EXERCISE GOAL –
Restate word for word every line from the top of the data below down through the line that holds "Create a new account with code".
# # #
PR #3646, opened 2026-06-09
[19.0][FIX] auditlog: Maximum recursion error when creating new accounts

hi-oerp:
### Module
Auditlog

### Describe the bug
Maximum recursion error when creating new accounts

### To Reproduce
Create a new rule for the account.account module
Check "Log Creates", "Log Writes" and "Full Log" in the new rule

Go to Accounting -> Configuration -> Chart of Account
Create a new account with code
Foreve loading and "RecursionError: maximum recursion depth exceeded"

**Expected behavior**
It should be able to save

**Additional context**
In Odoo, there are 2 methods in the AccountAccount class called _compute_code and _inverse_code.
Auditlog module keeps triggering these 2 methods and causing an infinite loop.

### DIFF
--- a/auditlog/models/auditlog_rule.py
+++ b/auditlog/models/auditlog_rule.py
@@ -365,7 +365,7 @@ class AuditlogRule(models.Model):
 
         @api.model_create_multi
         def create_full(self, vals_list, **kwargs):
-            self = self.with_context(auditlog_disabled=True)
+            self = self.with_context(auditlog_disabled_read=True)
             rule_model = self.env["auditlog.rule"]
             new_records = create_full.origin(self, vals_list, **kwargs)
             # Take a snapshot of record values from the cache instead of using
@@ -400,7 +400,7 @@ class AuditlogRule(models.Model):
 
         @api.model_create_multi
         def create_fast(self, vals_list, **kwargs):
-            self = self.with_context(auditlog_disabled=True)
+            self = self.with_context(auditlog_disabled_read=True)
             rule_model = self.env["auditlog.rule"]
             vals_list = rule_model._update_vals_list(vals_list)
             vals_list2 = copy.deepcopy(vals_list)
@@ -443,9 +443,9 @@ class AuditlogRule(models.Model):
             # avoid logs on `read` produced by auditlog during internal
             # processing: read data of relevant records, 'ir.model',
             # 'ir.model.fields'... (no interest in logging such operations)
-            if self.env.context.get("auditlog_disabled"):
+            if self.env.context.get("auditlog_disabled_read"):
                 return result
-            self = self.with_context(auditlog_disabled=True)
+            self = self.with_context(auditlog_disabled_read=True)
             rule_model = self.env["auditlog.rule"]
             if self.env.user in users_to_exclude:
                 return result
@@ -469,7 +469,12 @@ class AuditlogRule(models.Model):
         users_to_exclude = self.mapped("users_to_exclude_ids")
 
         def write_full(self, vals, **kwargs):
-            self = self.with_context(auditlog_disabled=True)
+            guard = self.env.context.get("auditlog_guard", set())
+            guard_keys = {(self._name, tuple(self.ids))}
+            if bool(guard.intersection(guard_keys)):
+                return write_full.origin(self, vals, **kwargs)
+            guard.update(guard_keys)
+            self = self.with_context(auditlog_guard=guard, auditlog_disabled_read=True)
             rule_model = self.env["auditlog.rule"]
             fields_list = rule_model.get_auditlog_fields(self)
             records_write = (
@@ -503,7 +508,7 @@ class AuditlogRule(models.Model):
             return result
 
         def write_fast(self, vals, **kwargs):
-            self = self.with_context(auditlog_disabled=True)
+            self = self.with_context(auditlog_disabled_read=True)
             rule_model = self.env["auditlog.rule"]
             # Log the user input only, no matter if the `vals` is updated
             # afterwards as it could not represent the real state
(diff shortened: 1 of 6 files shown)


hi-oerp:
Good morning.


@sebalix @StefanRijnhart @pedrobaeza @hbrunn  Could you please help me validate this so we can proceed with the approval and merge?

Thanks!

StefanRijnhart (commented):
Thanks! Can you add a reproducing test to https://github.com/OCA/server-tools/tree/19.0/test_auditlog?

StefanRijnhart:
If you check the failing tests, it looks like your changes prevent some other expected logs to be created, so it's not all well.

hi-oerp:
> Thanks! Can you add a reproducing test to https://github.com/OCA/server-tools/tree/19.0/test_auditlog?

Hello @StefanRijnhart I created the tests to verify the infinite recursion issue.

hi-oerp:
> If you check the failing tests, it looks like your changes prevent some other expected logs to be created, so it's not all well.

Hello @StefanRijnhart I have already verified the changes. Could you please regenerate the unit tests for the PR?

Thanks!

auditlog/models/auditlog_rule.py
```diff
@@ -469,38 +471,52 @@ def _make_write(self):
         users_to_exclude = self.mapped("users_to_exclude_ids")
 
         def write_full(self, vals, **kwargs):
-            self = self.with_context(auditlog_disabled=True)
```
StefanRijnhart, line 472: We will want to keep this key, because it is specifically used to disable read logging. Please rename it to auditlog_disabled_read to distinguish it from the new recursion check mechanism.

test_auditlog/tests/test_account_reentrancy.py
```diff
@@ -0,0 +1,57 @@
...
+                "log_create": True,
+                "log_write": True,
+                "log_read": True,
+                "log_unlink": True,
+                "log_type": "full",
+            }
+        )
+        cls.rule.set_to_confirmed()
+
+    def test_write_code_reentrancy(self):
```
StefanRijnhart, line 25: Please add a docstring that specifically mentions the recursive character of account.account's _inverse_code / _compute_code triggering a RecursionError

StefanRijnhart (commented):
Thanks! Nice work on building an actual recursion prevention mechanism. However, I don't think we need to resort to manipulating threads but instead add the auditlog_guard dictionary to the context. Because it is an editable, it can still be updated in nested calls. Would you mind refactoring it?

hi-oerp:
> Thanks! Nice work on building an actual recursion prevention mechanism. However, I don't think we need to resort to manipulating threads but instead add the auditlog_guard dictionary to the context. Because it is an editable, it can still be updated in nested calls. Would you mind refactoring it?

Thank you very much. @StefanRijnhart 

As a first approach, I tried implementing this using the context, but in some cases the context is lost, which causes the recursion issue to reappear. I also attempted to pass the control flag through the transaction, but the recursion continue.

As a last resort, I had to implement the guard using a thread variable.

Note: If this solution is acceptable, I will also need to apply the same implementation to the fast log.

Thanks in advance!

hi-oerp:
Hello @StefanRijnhart I have pushed the latest changes. I also added the context used to skip the read operation.

Please let me know if you have any comments or suggestions. Thank you very much for your feedback!

StefanRijnhart:
Can you be more specific under which the context gets lost? I have a POC here locally with the guard in the context and the test still succeeds.

test_auditlog/tests/test_account_reentrancy.py
```diff
@@ -0,0 +1,63 @@
...
+        """Regression test for recursive audit logging.
+        Ensures that writes triggered by computed/inverse fields (code/code_store)
```
StefanRijnhart: What is `code_store`? Please mention `account.account's _inverse_code / _compute_code` literally.

hi-oerp:
Hello @StefanRijnhart 

Thank you very much for the code review. I've addressed all the requested changes.

Could you please take another look? If everything looks good, I'd appreciate it if you could proceed with the integration. Once it's merged, I'll be able to close the remaining ticket I have for this module.

See you!

hi-oerp:
Hello @StefanRijnhart , Could you please validate whether it is possible to merge this PR?

Thank you in advance!

StefanRijnhart (approved):
Thanks, looking good!

auditlog/models/auditlog_rule.py
```diff
@@ -469,21 +469,31 @@ def _make_write(self):
...
+            guard_keys = {(self._name, tuple(self.ids))}
+
+            if bool(guard.intersection(guard_keys)):
+                return write_full.origin(self, vals, **kwargs)
+
+            guard.update(guard_keys)
+            self = self.with_context(auditlog_guard=guard, auditlog_disabled_read=True)
             rule_model = self.env["auditlog.rule"]
             fields_list = rule_model.get_auditlog_fields(self)
+
```
pedrobaeza: Please don't add empty lines inside the method.

pedrobaeza (commented):
Can you remove `[19.0]` from the commit message?

hi-oerp:
Hello @pedrobaeza , The recommendations were implemented!

Thank you!

auditlog/models/auditlog_rule.py
pedrobaeza: You are still adding a lot of empty lines in your new code.

hi-oerp: Hello. @pedrobaeza
Unnecessary whitespace has been removed. Thank you for the suggestion.

pedrobaeza (approved):

StefanRijnhart:
Making major version bump to signal the modified context key name.

/ocabot merge major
# # #
SOLUTION FOR THIS EXERCISE –
PR #3646, opened 2026-06-09
[19.0][FIX] auditlog: Maximum recursion error when creating new accounts

hi-oerp:
### Module
Auditlog

### Describe the bug
Maximum recursion error when creating new accounts

### To Reproduce
Create a new rule for the account.account module
Check "Log Creates", "Log Writes" and "Full Log" in the new rule

Go to Accounting -> Configuration -> Chart of Account
Create a new account with code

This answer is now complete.